## WORK ORDER
Transcribe every record verbatim.
═════ RECORDS FOR THE TASK
PR #46, opened 2021-09-01
Support invoking `registry-submit` with neither `--sibling` nor `--url`

### LINKED ISSUE #32: registry-submit [--sibling|-s NAME] without URL
as an alternative to "manually" looping through `--sibling NAME`

jwodder:
Closes #32.

### DIFF
--- a/datalad_registry_client/opts.py
+++ b/datalad_registry_client/opts.py
@@ -67,23 +67,23 @@ def process_args(
         if sibling not in remotes:
             raise ValueError("Unknown sibling: {}".format(sibling))
 
-    urls: List[Tuple[str, str]] = []
+    urls: List[str] = []
     if url:
-        urls.append((url, url_encode(url)))
+        urls.append(url)
     elif sibling:
         url = repo.config.get("remote.{}.url".format(sibling))
         if url is None:
             raise ValueError("Could not find URL for {}".format(sibling))
-        urls.append((url, url_encode(url)))
+        urls.append(url)
     else:
         for r in repo.get_remotes(with_urls_only=True):
             url = repo.get_remote_url(r)
             assert url is not None
-            urls.append((url, url_encode(url)))
+            urls.append(url)
 
     endpoint = endpoint or repo.config.get(
         "datalad_registry.endpoint",
         DEFAULT_ENDPOINT)
     return dict(ds=ds, ds_id=ds_id,
-                sibling=sibling, urls=urls,
+                sibling=sibling, urls=[(url, url_encode(url)) for url in urls],
                 endpoint=endpoint)
--- a/datalad_registry_client/opts.py
+++ b/datalad_registry_client/opts.py
@@ -3,7 +3,9 @@
 
 from typing import Any
 from typing import Dict
+from typing import List
 from typing import Optional
+from typing import Tuple
 
 from datalad.distribution.dataset import Dataset
 from datalad.distribution.dataset import EnsureDataset
@@ -65,17 +67,23 @@ def process_args(
         if sibling not in remotes:
             raise ValueError("Unknown sibling: {}".format(sibling))
 
-    if not url:
-        if not sibling:
-            raise ValueError(
-                "Must specify URL to use when sibling isn't given")
+    urls: List[Tuple[str, str]] = []
+    if url:
+        urls.append((url, url_encode(url)))
+    elif sibling:
         url = repo.config.get("remote.{}.url".format(sibling))
-        if not url:
+        if url is None:
             raise ValueError("Could not find URL for {}".format(sibling))
+        urls.append((url, url_encode(url)))
+    else:
+        for r in repo.get_remotes():
+            u = repo.get_remote_url(r)
+            assert u is not None
+            urls.append((u, url_encode(u)))
 
     endpoint = endpoint or repo.config.get(
         "datalad_registry.endpoint",
         DEFAULT_ENDPOINT)
     return dict(ds=ds, ds_id=ds_id,
-                sibling=sibling, url=url, url_encoded=url_encode(url),
+                sibling=sibling, urls=urls,
                 endpoint=endpoint)
--- a/datalad_registry_client/opts.py
+++ b/datalad_registry_client/opts.py
@@ -76,7 +76,7 @@ def process_args(
             raise ValueError("Could not find URL for {}".format(sibling))
         urls.append((url, url_encode(url)))
     else:
-        for r in repo.get_remotes():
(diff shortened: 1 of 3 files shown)


datalad_registry_client/opts.py
```diff
@@ -64,17 +66,23 @@ def process_args(
...
+        urls.append((url, url_encode(url)))
+    elif sibling:
         url = repo.config.get("remote.{}.url".format(sibling))
-        if not url:
+        if url is None:
             raise ValueError("Could not find URL for {}".format(sibling))
+        urls.append((url, url_encode(url)))
+    else:
+        for r in repo.get_remotes():
+            u = repo.get_remote_url(r)
```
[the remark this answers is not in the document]
jwodder: @yarikoptic Did you mean to add `with_urls_only` to the `get_remotes()` call instead?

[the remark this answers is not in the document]
yarikoptic: Yes, sorry about that

datalad_registry_client/opts.py
```diff
@@ -64,17 +66,23 @@ def process_args(
...
+    if url:
+        urls.append((url, url_encode(url)))
+    elif sibling:
         url = repo.config.get("remote.{}.url".format(sibling))
-        if not url:
+        if url is None:
             raise ValueError("Could not find URL for {}".format(sibling))
+        urls.append((url, url_encode(url)))
+    else:
+        for r in repo.get_remotes():
```
yarikoptic, line 78:
```suggestion
        for r in repo.get_remotes(with_urls_only=True):
```

datalad_registry_client/opts.py
```diff
@@ -64,17 +66,23 @@ def process_args(
...
         url = repo.config.get("remote.{}.url".format(sibling))
-        if not url:
+        if url is None:
             raise ValueError("Could not find URL for {}".format(sibling))
+        urls.append((url, url_encode(url)))
+    else:
+        for r in repo.get_remotes(with_urls_only=True):
+            u = repo.get_remote_url(r)
+            assert u is not None
+            urls.append((u, url_encode(u)))
```
yarikoptic, line 81:
```suggestion
            url = repo.get_remote_url(r)
            assert url is not None
            urls.append((url, url_encode(url)))
```
for consistency with previous block where it is a `url`.

datalad_registry_client/opts.py
```diff
@@ -64,17 +66,23 @@ def process_args(
         if sibling not in remotes:
             raise ValueError("Unknown sibling: {}".format(sibling))
 
-    if not url:
-        if not sibling:
-            raise ValueError(
-                "Must specify URL to use when sibling isn't given")
+    urls: List[Tuple[str, str]] = []
+    if url:
+        urls.append((url, url_encode(url)))
```
yarikoptic, line 71: Why bother `url_encode`ing in this function (in 3 places) - why not to return just a list of `urls` and invoke `url_encode` in one spot whenever used outside and encoded value is needed?

yarikoptic (changes requested):
minor, possibly could be "disputed" ;)

datalad_registry_client/opts.py
jwodder: Done.

datalad_registry_client/opts.py
```diff
@@ -64,17 +66,23 @@ def process_args(
...
+            url = repo.get_remote_url(r)
+            assert url is not None
+            urls.append(url)
 
     endpoint = endpoint or repo.config.get(
         "datalad_registry.endpoint",
         "http://127.0.0.1:5000/v1")
     return dict(ds=ds, ds_id=ds_id,
-                sibling=sibling, url=url, url_encoded=url_encode(url),
+                sibling=sibling, urls=[(url, url_encode(url)) for url in urls],
```
yarikoptic, line 87: but why to do it `url_encode(url)` in this function at all and not outside whenever `url_encode`ing is actually needed, like [here](https://github.com/datalad/datalad-registry/pull/46/files#diff-e8ba59201fb7b17dd59ceb249e21c397fe879dce205a093ff03df88e13921fb8R51)?  outside code might decide to handle those urls differently so better that special handling is done where/when needed.
sorry if I am missing something obvious

datalad_registry_client/submit.py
══════════
## RESULT FOR THIS TASK
PR #46, opened 2021-09-01
Support invoking `registry-submit` with neither `--sibling` nor `--url`

### LINKED ISSUE #32: registry-submit [--sibling|-s NAME] without URL
as an alternative to "manually" looping through `--sibling NAME`

jwodder:
Closes #32.

### DIFF
--- a/datalad_registry_client/opts.py
+++ b/datalad_registry_client/opts.py
@@ -67,23 +67,23 @@ def process_args(
         if sibling not in remotes:
             raise ValueError("Unknown sibling: {}".format(sibling))
 
-    urls: List[Tuple[str, str]] = []
+    urls: List[str] = []
     if url:
-        urls.append((url, url_encode(url)))
+        urls.append(url)
     elif sibling:
         url = repo.config.get("remote.{}.url".format(sibling))
         if url is None:
             raise ValueError("Could not find URL for {}".format(sibling))
-        urls.append((url, url_encode(url)))
+        urls.append(url)
     else:
         for r in repo.get_remotes(with_urls_only=True):
             url = repo.get_remote_url(r)
             assert url is not None
-            urls.append((url, url_encode(url)))
+            urls.append(url)
 
     endpoint = endpoint or repo.config.get(
         "datalad_registry.endpoint",
         DEFAULT_ENDPOINT)
     return dict(ds=ds, ds_id=ds_id,
-                sibling=sibling, urls=urls,
+                sibling=sibling, urls=[(url, url_encode(url)) for url in urls],
                 endpoint=endpoint)
--- a/datalad_registry_client/opts.py
+++ b/datalad_registry_client/opts.py
@@ -3,7 +3,9 @@
 
 from typing import Any
 from typing import Dict
+from typing import List
 from typing import Optional
+from typing import Tuple
 
 from datalad.distribution.dataset import Dataset
 from datalad.distribution.dataset import EnsureDataset
@@ -65,17 +67,23 @@ def process_args(
         if sibling not in remotes:
             raise ValueError("Unknown sibling: {}".format(sibling))
 
-    if not url:
-        if not sibling:
-            raise ValueError(
-                "Must specify URL to use when sibling isn't given")
+    urls: List[Tuple[str, str]] = []
+    if url:
+        urls.append((url, url_encode(url)))
+    elif sibling:
         url = repo.config.get("remote.{}.url".format(sibling))
-        if not url:
+        if url is None:
             raise ValueError("Could not find URL for {}".format(sibling))
+        urls.append((url, url_encode(url)))
+    else:
+        for r in repo.get_remotes():
+            u = repo.get_remote_url(r)
+            assert u is not None
+            urls.append((u, url_encode(u)))
 
     endpoint = endpoint or repo.config.get(
         "datalad_registry.endpoint",
         DEFAULT_ENDPOINT)
     return dict(ds=ds, ds_id=ds_id,
-                sibling=sibling, url=url, url_encoded=url_encode(url),
+                sibling=sibling, urls=urls,
                 endpoint=endpoint)
--- a/datalad_registry_client/opts.py
+++ b/datalad_registry_client/opts.py
@@ -76,7 +76,7 @@ def process_args(
             raise ValueError("Could not find URL for {}".format(sibling))
         urls.append((url, url_encode(url)))
     else:
-        for r in repo.get_remotes():
(diff shortened: 1 of 3 files shown)


datalad_registry_client/opts.py
```diff
@@ -64,17 +66,23 @@ def process_args(
...
+        urls.append((url, url_encode(url)))
+    elif sibling:
         url = repo.config.get("remote.{}.url".format(sibling))
-        if not url:
+        if url is None:
             raise ValueError("Could not find URL for {}".format(sibling))
+        urls.append((url, url_encode(url)))
+    else:
+        for r in repo.get_remotes():
+            u = repo.get_remote_url(r)
```
[the remark this answers is not in the document]
jwodder: @yarikoptic Did you mean to add `with_urls_only` to the `get_remotes()` call instead?

[the remark this answers is not in the document]
yarikoptic: Yes, sorry about that

datalad_registry_client/opts.py
```diff
@@ -64,17 +66,23 @@ def process_args(
...
+    if url:
+        urls.append((url, url_encode(url)))
+    elif sibling:
         url = repo.config.get("remote.{}.url".format(sibling))
-        if not url:
+        if url is None:
             raise ValueError("Could not find URL for {}".format(sibling))
+        urls.append((url, url_encode(url)))
+    else:
+        for r in repo.get_remotes():
```
yarikoptic, line 78:
```suggestion
        for r in repo.get_remotes(with_urls_only=True):
```

datalad_registry_client/opts.py
```diff
@@ -64,17 +66,23 @@ def process_args(
...
         url = repo.config.get("remote.{}.url".format(sibling))
-        if not url:
+        if url is None:
             raise ValueError("Could not find URL for {}".format(sibling))
+        urls.append((url, url_encode(url)))
+    else:
+        for r in repo.get_remotes(with_urls_only=True):
+            u = repo.get_remote_url(r)
+            assert u is not None
+            urls.append((u, url_encode(u)))
```
yarikoptic, line 81:
```suggestion
            url = repo.get_remote_url(r)
            assert url is not None
            urls.append((url, url_encode(url)))
```
for consistency with previous block where it is a `url`.

datalad_registry_client/opts.py
```diff
@@ -64,17 +66,23 @@ def process_args(
         if sibling not in remotes:
             raise ValueError("Unknown sibling: {}".format(sibling))
 
-    if not url:
-        if not sibling:
-            raise ValueError(
-                "Must specify URL to use when sibling isn't given")
+    urls: List[Tuple[str, str]] = []
+    if url:
+        urls.append((url, url_encode(url)))
```
yarikoptic, line 71: Why bother `url_encode`ing in this function (in 3 places) - why not to return just a list of `urls` and invoke `url_encode` in one spot whenever used outside and encoded value is needed?

yarikoptic (changes requested):
minor, possibly could be "disputed" ;)

datalad_registry_client/opts.py
jwodder: Done.

datalad_registry_client/opts.py
```diff
@@ -64,17 +66,23 @@ def process_args(
...
+            url = repo.get_remote_url(r)
+            assert url is not None
+            urls.append(url)
 
     endpoint = endpoint or repo.config.get(
         "datalad_registry.endpoint",
         "http://127.0.0.1:5000/v1")
     return dict(ds=ds, ds_id=ds_id,
-                sibling=sibling, url=url, url_encoded=url_encode(url),
+                sibling=sibling, urls=[(url, url_encode(url)) for url in urls],
```
yarikoptic, line 87: but why to do it `url_encode(url)` in this function at all and not outside whenever `url_encode`ing is actually needed, like [here](https://github.com/datalad/datalad-registry/pull/46/files#diff-e8ba59201fb7b17dd59ceb249e21c397fe879dce205a093ff03df88e13921fb8R51)?  outside code might decide to handle those urls differently so better that special handling is done where/when needed.
sorry if I am missing something obvious

datalad_registry_client/submit.py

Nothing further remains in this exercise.